→ **WORK REQUEST**
Each line of the data below that holds the word "doesn" is to be reported in full.

Records from a data source:
PR #8351, opened 2020-07-16
[Fix #8347] Fix an incorrect auto-correct for `Style/HashSyntax`

### LINKED ISSUE #8347: HashSyntax plus HashAlignment breaks the page
When mixing `Style/HashSyntax` with a setting of `hash_rockets` and the default `Layout/HashAlignment` cop, auto-correction can break the page and render a syntax error.

## Expected behavior

Original code:
```ruby
some_method(a: 'abc', b: 'abc',
        c: 'abc', d: 'abc'
        )
```

Expected output:
```ruby
some_method(:a => 'abc', :b => 'abc',
            :c => 'abc', :d => 'abc'
        )
  end
```

## Actual behavior

Actual output:

```ruby
some_method(:a => 'abc', :b => 'abc',
        :    c => 'abc', :d => 'abc'
        )
```

Running `rubocop -a` on the above code will replicate the problem.

## RuboCop version

```
0.88.0 (using Parser 2.7.1.4, rubocop-ast 0.1.0, running on ruby 2.7.0 x86_64-darwin16)
```

koic:
Fixes #8347.

This PR fixes an incorrect auto-correct for `EnforcedStyle: hash_rockets` of `Style/HashSyntax` with `Layout/HashAlignment`.

-----------------

* [x] Added tests.

### DIFF
--- a/spec/rubocop/cli/cli_autocorrect_spec.rb
+++ b/spec/rubocop/cli/cli_autocorrect_spec.rb
@@ -174,6 +174,28 @@ RSpec.describe RuboCop::CLI, :isolated_environment do
     RUBY
   end
 
+  it 'corrects `EnforcedStyle: hash_rockets` of `Style/HashSyntax` with `Layout/HashAlignment`' do
+    create_file('.rubocop.yml', <<~YAML)
+      Style/HashSyntax:
+        EnforcedStyle: hash_rockets
+    YAML
+    source = <<~RUBY
+      some_method(a: 'abc', b: 'abc',
+              c: 'abc', d: 'abc'
+              )
+    RUBY
+    create_file('example.rb', source)
+    expect(cli.run([
+                     '--auto-correct-all',
+                     '--only', 'Style/HashSyntax,Style/HashAlignment'
+                   ])).to eq(0)
+    expect(IO.read('example.rb')).to eq(<<~RUBY)
+      some_method(:a => 'abc', :b => 'abc',
+                  :c => 'abc', :d => 'abc'
+              )
+    RUBY
+  end
+
   describe 'trailing comma cops' do
     let(:source) do
       <<~RUBY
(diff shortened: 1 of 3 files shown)


spec/rubocop/cli/cli_autocorrect_spec.rb
```diff
@@ -174,6 +174,28 @@ def batch
...
+                     '--auto-correct-all',
+                     '--only', 'Style/HashSyntax,Style/HashAlignment'
+                   ])).to eq(0)
+    expect(IO.read('example.rb')).to eq(<<~RUBY)
+      some_method(:a => 'abc', :b => 'abc',
+                  :c => 'abc', :d => 'abc'
+              )
+    RUBY
+  end
+
```
dorner, line 198: Amazing - I just spent about four hours trying to get this to work via way overcomplicating the `expect_correction` method (basically by adding a `let(:run_first)` variable). This is a million times cleaner. :) Going to miss having a PR to Rubocop but I guess I'll have other opportunities!

marcandre: I'm curious: what was the difficulty with `expect_correction`? This test with the CLI is much slower...

dorner: The issue is that you can only run one cop at a time. There's no easy way to pass it multiple cops to run one after another. This bug only happens when one cop makes a change and the next one makes a second change - the two insertions end up in an invalid state.

marcandre: I was under the impression that `let(:other_cops) { { 'Other/Cop' => ... } }` was the way to go, but indeed looks like it's not the case. I opened #8352 as it should be easily doable to specify additional cops.

bbatsov:
Thanks!

PR #8353, opened 2020-07-16
[Fixes #8352] Allow multiple cops in shared_context.

### LINKED ISSUE #8352: shared_context should allow for multiple cops
There's no easy way to test interactions between multiple cops' autocorrections currently.

dorner:
Fixes #8352.

This allows additional cops to be run before the current one, allowing us to test interactions between cops more effectively.

cc: @marcandre 

-----------------

* [ ] Added tests.

### DIFF
--- a/lib/rubocop/cop/commissioner.rb
+++ b/lib/rubocop/cop/commissioner.rb
@@ -25,6 +25,11 @@ module RuboCop
           @correctors ||= cop_reports.map(&:corrector)
         end
 
+        # @return [Corrector]
+        def merged_correctors
+          correctors.compact.inject(:merge!)
+        end
+
         def offenses
           @offenses ||= offenses_per_cop.flatten(1)
         end
--- a/lib/rubocop/cop/commissioner.rb
+++ b/lib/rubocop/cop/commissioner.rb
@@ -27,7 +27,7 @@ module RuboCop
 
         # @return [Corrector]
         def merged_correctors
-          correctors.inject(Corrector.new(processed_source), :merge!)
+          correctors.compact.inject(Corrector.new(processed_source), :merge!)
         end
 
         def offenses
--- a/lib/rubocop/cop/commissioner.rb
+++ b/lib/rubocop/cop/commissioner.rb
@@ -27,7 +27,7 @@ module RuboCop
 
         # @return [Corrector]
         def merged_correctors
-          correctors.compact.inject(:merge!)
+          correctors.inject(Corrector.new(processed_source), :merge!)
         end
 
         def offenses
--- a/lib/rubocop/rspec/cop_helper.rb
+++ b/lib/rubocop/rspec/cop_helper.rb
@@ -50,7 +50,7 @@ module CopHelper
     cop_array = Array(cops)
     team = RuboCop::Cop::Team.new(cop_array, nil, raise_error: true)
     report = team.investigate(processed_source)
-    @last_corrector = report.merged_correctors || RuboCop::Cop::Corrector.new(processed_source)
+    @last_corrector = report.merged_correctors
     report.offenses
   end
 end
--- a/lib/rubocop/rspec/cop_helper.rb
+++ b/lib/rubocop/rspec/cop_helper.rb
@@ -46,11 +46,20 @@ module CopHelper
     @last_corrector.rewrite
   end
 
-  def _investigate(cop, processed_source)
-    team = RuboCop::Cop::Team.new([cop], nil, raise_error: true)
+  def _investigate(cops, processed_source)
+    cop_array = Array(cops)
+    team = RuboCop::Cop::Team.new(cop_array, nil, raise_error: true)
     report = team.investigate(processed_source)
-    @last_corrector = report.correctors.first || RuboCop::Cop::Corrector.new(processed_source)
+    @last_corrector = _corrector(report, processed_source)
     report.offenses
+  end
+
+  def _corrector(report, processed_source)
+    corrector = report.correctors.first || RuboCop::Cop::Corrector.new(processed_source)
+    if report.correctors&.compact&.any?
+      report.correctors.compact[1..-1].each { |corr| corrector.merge!(corr) }
+    end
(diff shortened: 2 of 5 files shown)


dorner:
Just pushing this immediately for now to get feedback on the approach.

marcandre:
Cool!

First question is: order should not matter, so it shouldn't be "run first", simply "also run". We already have `other_cops` for extra config. One thing I was curious is: if we add the cops of these config to the running cops, will this create issue with the current test suite? Because if not, that would probably be a good starting point. Maybe `let(:other_cop_classes) { other_cops.each_key{ |cop_name| # get the cop }`, which could be overwritten. What do you think?

lib/rubocop/rspec/cop_helper.rb
```diff
@@ -46,12 +46,21 @@ def autocorrect_source(source, file = nil)
     @last_corrector.rewrite
   end
 
-  def _investigate(cop, processed_source)
-    team = RuboCop::Cop::Team.new([cop], nil, raise_error: true)
+  def _investigate(cops, processed_source)
+    cop_array = Array(cops)
+    team = RuboCop::Cop::Team.new(cop_array, nil, raise_error: true)
     report = team.investigate(processed_source)
-    @last_corrector = report.correctors.first || RuboCop::Cop::Corrector.new(processed_source)
```
marcandre, line 52: I'm not sure why there's a `first` there. All correctors should be merged, I think `correctors.compact.inject(:merge!)` should work, and that method should be added to `InvestigationReport`

dorner:
Thanks for giving it a look!

You'd think order doesn't matter, but unfortunately that's not true. In the original issue I was looking at fixing, running the cops in the opposite order actually did not surface the bug. That's because if you insert spaces and then a colon, everything is fine; inserting a colon and then spaces causes the break.

The approach of using `other_cops` is a good one - didn't think of doing it backwards that way :) Will give that a go! I'll rerun the suite and see if it causes any failures.

lib/rubocop/rspec/cop_helper.rb
dorner: Not sure I 100% understand how you'd like this to look, but I'll give it a go and you'll let me know if I did it wrong. 😛

dorner:
@marcandre bad news - this causes 47 failures in the current test suite. :( Right now the config is basically set so that the cop under test can *check* settings, but the *output* expects only that one cop to be run (so the other cops are catching issues that this cop doesn't care about).

lib/rubocop/cop/commissioner.rb
```diff
@@ -25,6 +25,11 @@ def correctors
           @correctors ||= cop_reports.map(&:corrector)
         end
 
+        # @return [Corrector]
+        def merged_correctors
+          correctors.compact.inject(:merge!)
```
marcandre, line 30: My bad, should be `inject(Corrector.new(processed_source), :merge!)` otherwise we modify the first corrector, or return `nil` if there are no correctors. Other looks good

lib/rubocop/rspec/cop_helper.rb
```diff
@@ -50,17 +50,9 @@ def _investigate(cops, processed_source)
     cop_array = Array(cops)
     team = RuboCop::Cop::Team.new(cop_array, nil, raise_error: true)
     report = team.investigate(processed_source)
-    @last_corrector = _corrector(report, processed_source)
+    @last_corrector = report.merged_correctors || RuboCop::Cop::Corrector.new(processed_source)
```
marcandre, line 53: The `|| ...` won't be necessary :-)

lib/rubocop/cop/commissioner.rb
dorner: Fixed!

marcandre:
Thanks for checking about `other_cops`.

The ordering thing bothers me tbh.

I'm wondering if another approach wouldn't be better, something like...

```ruby
expect_offense(<<~RUBY, cop_class: FirstCopClass)
 # ...
expect_correction(<<~RUBY)
  # intermediate stage
expect_offense(<<~RUBY)
  # ...
expect_correction(<<~RUBY)
  # final stage
```

I realize that you can't override `cop_class` or similar at the `expect_offense` level but that's something I was thinking would be cool to have.

dorner:
That's definitely a neat idea. More specifically, instead of relying on `cop_class`, rewriting it to allow you to pass in a cop to the things you're expecting. I can look at that approach as well.

marcandre:
What I had in mind is:
```ruby
  let(:cop) do
    cop_class.new(config, cop_options).tap do |cop|
      cop.send :begin_investigation, processed_source
    end
  end
# become
  def cop(cop_class: cop_class, cop_options: cop_options, config: config, source: source, processed_source: processed_source(source))
    # ...
  end
```

TBH, the fact that `cop` depends does the `begin_investigation` is kind of a problem and should not be necessary, so this complicates things...

dorner:
Hmm... I'm experimenting with the approach you mentioned above (using intermediate steps) and the problem is that the cops need to be part of the same rewriter in order to expose the bug. If you get the source out of the corrector and then pass it into the next cop, the bug won't happen. :( You really need to pass in both cops at the same time.

marcandre:
Oh wow, ok. So I guess the full CLI is a good regression test 🤷‍♂️

dorner:
In this case, yep. The other method would be using the `run_first_cops` method which is currently in this PR. Not super clean but at least possible without running through the entire test suite. I'm OK either way.

bbatsov:
@marcandre How are we proceeding here? I'm not very interested in this change, so I'll defer the decision on how to proceed to you.

marcandre:
It's on my (long) todo list :-)

marcandre:
I re-read this. The code is fine, I'm just not 100% we need it. The last bad interaction between cops we've had that I can recall is the one I created with the `#{ '  ' }` autocorrection, and this would not have helped, and wasn't necessary for testing.

So I'll close this for now and we can resurrect it if the need arises again.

→ **SOLUTION**
You'd think order doesn't matter, but unfortunately that's not true. In the original issue I was looking at fixing, running the cops in the opposite order actually did not surface the bug. That's because if you insert spaces and then a colon, everything is fine; inserting a colon and then spaces causes the break.
@marcandre bad news - this causes 47 failures in the current test suite. :( Right now the config is basically set so that the cop under test can *check* settings, but the *output* expects only that one cop to be run (so the other cops are catching issues that this cop doesn't care about).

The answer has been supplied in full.